• **Aim of the task**
Each line below should be written out again without any change.

┌─ Information

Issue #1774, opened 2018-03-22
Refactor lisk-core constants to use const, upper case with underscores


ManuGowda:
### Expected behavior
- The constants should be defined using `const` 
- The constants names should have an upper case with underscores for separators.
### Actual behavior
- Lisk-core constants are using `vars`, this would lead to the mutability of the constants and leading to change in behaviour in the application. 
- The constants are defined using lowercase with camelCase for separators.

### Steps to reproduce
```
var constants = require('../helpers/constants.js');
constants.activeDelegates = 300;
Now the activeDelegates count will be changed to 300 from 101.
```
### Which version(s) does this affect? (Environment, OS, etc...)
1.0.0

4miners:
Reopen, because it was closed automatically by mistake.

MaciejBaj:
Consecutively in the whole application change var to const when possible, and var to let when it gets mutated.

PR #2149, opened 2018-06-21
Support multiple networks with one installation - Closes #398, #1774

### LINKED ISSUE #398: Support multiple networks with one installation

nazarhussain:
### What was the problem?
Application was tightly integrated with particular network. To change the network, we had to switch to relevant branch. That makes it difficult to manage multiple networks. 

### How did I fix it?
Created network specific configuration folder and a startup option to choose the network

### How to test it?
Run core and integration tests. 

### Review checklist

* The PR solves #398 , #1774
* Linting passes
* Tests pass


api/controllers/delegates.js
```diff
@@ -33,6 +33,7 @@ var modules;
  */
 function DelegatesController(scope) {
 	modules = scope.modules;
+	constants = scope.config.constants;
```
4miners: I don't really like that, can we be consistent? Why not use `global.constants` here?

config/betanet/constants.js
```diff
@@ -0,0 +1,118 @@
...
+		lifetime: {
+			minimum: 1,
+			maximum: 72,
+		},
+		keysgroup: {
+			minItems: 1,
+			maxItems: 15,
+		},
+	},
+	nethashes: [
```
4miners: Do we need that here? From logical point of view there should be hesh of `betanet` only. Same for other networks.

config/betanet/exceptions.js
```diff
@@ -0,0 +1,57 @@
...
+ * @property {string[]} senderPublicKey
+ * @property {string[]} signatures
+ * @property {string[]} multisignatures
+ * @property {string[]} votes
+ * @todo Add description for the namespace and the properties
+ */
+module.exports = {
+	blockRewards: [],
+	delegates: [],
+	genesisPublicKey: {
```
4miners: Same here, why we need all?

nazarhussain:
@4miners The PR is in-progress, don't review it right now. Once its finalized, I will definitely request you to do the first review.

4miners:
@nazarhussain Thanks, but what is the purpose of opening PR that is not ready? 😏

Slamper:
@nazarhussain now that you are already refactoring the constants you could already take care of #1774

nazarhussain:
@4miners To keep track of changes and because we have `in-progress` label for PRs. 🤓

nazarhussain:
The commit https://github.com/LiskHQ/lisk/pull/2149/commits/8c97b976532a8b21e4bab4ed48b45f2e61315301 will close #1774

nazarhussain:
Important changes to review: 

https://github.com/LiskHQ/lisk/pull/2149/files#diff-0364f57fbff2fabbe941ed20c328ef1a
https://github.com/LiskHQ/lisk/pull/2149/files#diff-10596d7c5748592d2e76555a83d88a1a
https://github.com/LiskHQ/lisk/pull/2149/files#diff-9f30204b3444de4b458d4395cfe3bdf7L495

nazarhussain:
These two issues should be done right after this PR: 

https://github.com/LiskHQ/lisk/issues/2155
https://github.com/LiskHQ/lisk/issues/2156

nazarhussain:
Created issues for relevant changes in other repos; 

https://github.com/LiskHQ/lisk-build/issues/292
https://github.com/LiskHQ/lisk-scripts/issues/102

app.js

└─

• **Solution to this problem**
Issue #1774, opened 2018-03-22
Refactor lisk-core constants to use const, upper case with underscores


ManuGowda:
### Expected behavior
- The constants should be defined using `const` 
- The constants names should have an upper case with underscores for separators.
### Actual behavior
- Lisk-core constants are using `vars`, this would lead to the mutability of the constants and leading to change in behaviour in the application. 
- The constants are defined using lowercase with camelCase for separators.

### Steps to reproduce
```
var constants = require('../helpers/constants.js');
constants.activeDelegates = 300;
Now the activeDelegates count will be changed to 300 from 101.
```
### Which version(s) does this affect? (Environment, OS, etc...)
1.0.0

4miners:
Reopen, because it was closed automatically by mistake.

MaciejBaj:
Consecutively in the whole application change var to const when possible, and var to let when it gets mutated.

PR #2149, opened 2018-06-21
Support multiple networks with one installation - Closes #398, #1774

### LINKED ISSUE #398: Support multiple networks with one installation

nazarhussain:
### What was the problem?
Application was tightly integrated with particular network. To change the network, we had to switch to relevant branch. That makes it difficult to manage multiple networks. 

### How did I fix it?
Created network specific configuration folder and a startup option to choose the network

### How to test it?
Run core and integration tests. 

### Review checklist

* The PR solves #398 , #1774
* Linting passes
* Tests pass


api/controllers/delegates.js
```diff
@@ -33,6 +33,7 @@ var modules;
  */
 function DelegatesController(scope) {
 	modules = scope.modules;
+	constants = scope.config.constants;
```
4miners: I don't really like that, can we be consistent? Why not use `global.constants` here?

config/betanet/constants.js
```diff
@@ -0,0 +1,118 @@
...
+		lifetime: {
+			minimum: 1,
+			maximum: 72,
+		},
+		keysgroup: {
+			minItems: 1,
+			maxItems: 15,
+		},
+	},
+	nethashes: [
```
4miners: Do we need that here? From logical point of view there should be hesh of `betanet` only. Same for other networks.

config/betanet/exceptions.js
```diff
@@ -0,0 +1,57 @@
...
+ * @property {string[]} senderPublicKey
+ * @property {string[]} signatures
+ * @property {string[]} multisignatures
+ * @property {string[]} votes
+ * @todo Add description for the namespace and the properties
+ */
+module.exports = {
+	blockRewards: [],
+	delegates: [],
+	genesisPublicKey: {
```
4miners: Same here, why we need all?

nazarhussain:
@4miners The PR is in-progress, don't review it right now. Once its finalized, I will definitely request you to do the first review.

4miners:
@nazarhussain Thanks, but what is the purpose of opening PR that is not ready? 😏

Slamper:
@nazarhussain now that you are already refactoring the constants you could already take care of #1774

nazarhussain:
@4miners To keep track of changes and because we have `in-progress` label for PRs. 🤓

nazarhussain:
The commit https://github.com/LiskHQ/lisk/pull/2149/commits/8c97b976532a8b21e4bab4ed48b45f2e61315301 will close #1774

nazarhussain:
Important changes to review: 

https://github.com/LiskHQ/lisk/pull/2149/files#diff-0364f57fbff2fabbe941ed20c328ef1a
https://github.com/LiskHQ/lisk/pull/2149/files#diff-10596d7c5748592d2e76555a83d88a1a
https://github.com/LiskHQ/lisk/pull/2149/files#diff-9f30204b3444de4b458d4395cfe3bdf7L495

nazarhussain:
These two issues should be done right after this PR: 

https://github.com/LiskHQ/lisk/issues/2155
https://github.com/LiskHQ/lisk/issues/2156

nazarhussain:
Created issues for relevant changes in other repos; 

https://github.com/LiskHQ/lisk-build/issues/292
https://github.com/LiskHQ/lisk-scripts/issues/102

app.js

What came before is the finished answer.